Since then, Avantium has been pushing for commercial-scale production of PEF through approaches such as licensing and partnering arrangements with Coca-Cola and Alpla, in the belief that once commercial scale is achieved, PEF would compare quite favorably with reigning bottle king PET. PEF reportedly has oxygen barrier that is 10 times that of PET, along with double the water vapor and four times the CO2 barrier.

 

Its glass-transition temperature of 190.4 F is 53.6 F higher than PET, with a tensile modulus that is 1.6 times greater.
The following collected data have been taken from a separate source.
PR #852, opened 2026-09-13
fix(apap): derive Concerto model properties from template metadata

stevenobiajulu:
## Summary

The APAP export no longer fails when the CIIAA template gains a field that the bundled Concerto model lacks. The exported model's properties are now built from `metadata.yaml`, and the APAP tests and packaged-runtime smoke fill in values for any new required field. A field added upstream in Legal Explainer therefore can't block the template sync.

## Details

**What broke.** `exportTemplateToApap` threw `Concerto model is missing canonical fields` whenever a field in `metadata.yaml` had no matching line in `concerto/openagreements-employee-ip-inventions-assignment.cto`. The template sync replaces `metadata.yaml` with Legal Explainer's copy, but the `.cto` file is maintained by hand in this repo. So every CIIAA field added upstream failed the required `isolated-runtime-smoke` check and the APAP reference-server round trip until someone edited the model. That is what blocked sync #803 (`personnel_nonsolicit_included`, `future_employer_notice_included`).

**The hand-written properties had already drifted beyond missing fields.** The source model advertised `prior_inventions_disclosure default="None listed"`, which `metadata.yaml` does not have. It also gave `excluded_inventions_statement` an older default than the text the template actually uses. The exported APAP model carried both stale values, while `toApapAgreementData` used the metadata ones.

**The change:**
- **Model properties come from metadata.** `apapRequiredModel` keeps the source model's namespace, imports, documentation and type name, and replaces the property lines with ones generated from `metadata.yaml`, in metadata order.
  - Type mapping: string, date and enum become `String`; multiselect becomes `String[]`; number becomes `Double`; boolean becomes `Boolean`.
  - Metadata defaults become Concerto defaults. Enum defaults use the same underscore form that `toApapAgreementData` sends.
  - Fields without a default stay required, matching the old behaviour of removing `optional`.
  - `array` fields still throw a clear error, because APAP rows would need generated concepts.
- **The failing check is gone.** `assertModelCoversCanonicalFields` is removed; with properties generated from metadata, nothing is left for it to check.
- **Test and smoke data fill new required fields.** The APAP unit tests and the reference-server round trip use `withRequiredSampleValues`, which adds a typed sample value for any metadata field that has neither a supplied value nor a default. The packaged-runtime smoke does the same from the exported model. A new required upstream field no longer fails these checks for lack of sample data. `toApapAgreementData` still refuses incomplete data from real callers.

## How to Validate

```sh
npx vitest run src/core/apap.test.ts
npm run build && npm run check:isolated-runtime
```

New tests in `src/core/apap.test.ts`:
- **Drifted source model:** a `.cto` missing `company_name` and `personnel_nonsolicit_included` and carrying a retired extra field exports properties equal to the metadata fields. The metadata defaults are used, the retired field is absent, and nothing is left optional.
- **Field added upstream:** a copy of the template gains four fields: a required string, a boolean, a number and an enum. Its export and agreement data succeed with the unchanged `.cto`.
- **Remaining branches:**
  - Multiselect fields become `String[]`.
  - Fractional number defaults are kept, for example `2.5`.
  - A source model that already carries `@template` keeps exactly one.
  - Unsupported shapes throw clear errors: array fields, and a `Contract` block written on one line.
  - Every new line and branch in `apap.ts` is covered locally.

Local verification:

| Check | Result |
|---|---|
| `npm run build` | Pass |
| `npm run check:isolated-runtime` | Pass |
| Full suite without the NVCA sources cached, as in CI | 1,849 tests, 0 failures |
| Exported model, compiled with `@accordproject/concerto-cli@3.19.0 compile --target JSONSchema --offline` | Compiles. A variant with a `Double` default, a `String[]` field and a default containing `\"` and `\\` also compiles |
| **Simulated upstream change**: a required string and a defaulted boolean added to the CIIAA `metadata.yaml`, with the `.cto` unchanged | The APAP unit tests (7 of 7) and `check:isolated-runtime` pass |
| **Mutation**: `src/core/apap.ts` restored from `origin/main` | Both new tests fail with `Concerto model is missing canonical fields`, the error that blocked #803 |

The `current-reference-server` job, which runs the pinned APAP reference implementation, runs on this PR because `src/core/apap.ts` changed.

https://claude.ai/code/session_0178mikgAUSYkpQVUVoh5EcA


stevenobiajulu:
## Post-merge smoke: passed

Ran on merged `main` at `cd628a26`.

| Check | Result |
|---|---|
| `npm run build` | Pass |
| `npm run check:isolated-runtime` (exports the CIIAA to APAP and fills it from the packaged runtime) | `PASS isolated package runtime checks.` |
| `npx vitest run src/core/apap.test.ts` | 8 of 8 pass |
| CI on the merge commit | Passes, including test (20), test (22), coverage, `isolated-runtime-smoke`, derived-artifacts and template-preview-gate |

The branch worktree has been removed.

https://claude.ai/code/session_0178mikgAUSYkpQVUVoh5EcA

The thinking is that even though PEF has about a 5% higher density than PET, it could make lighter bottles by thin-walling and/or eliminating barrier layers.

 

Enter BASF, which last week announced that it is forming a joint venture with Avantium for the production and marketing of the “green FDCA building block, as well as marketing of PEF.” The new venture will use Avantium’s YXY process for the production of FDCA. The partners intend to further develop the process and to construct a reference plant for the production of FDCA with annual capacity of about 110-million lb/yr at BASF’s Verbund site in Antwerp, Belgium.

 

The ultimate aim is to build up world-leading positions in FDCA and PEF, and subsequently license the technology for industrial-scale application. Because of its excellent barrier properties, high mechanical strength, and recyclability, PEF is viewed as highly suitable for the production of certain food and beverage packaging, including films and bottles. “Partnering with the number one chemical company in the world, provide use with access to the capabilities that are required to bring this technology to industrialization, said Tom van Aken, Avantium’s CEO.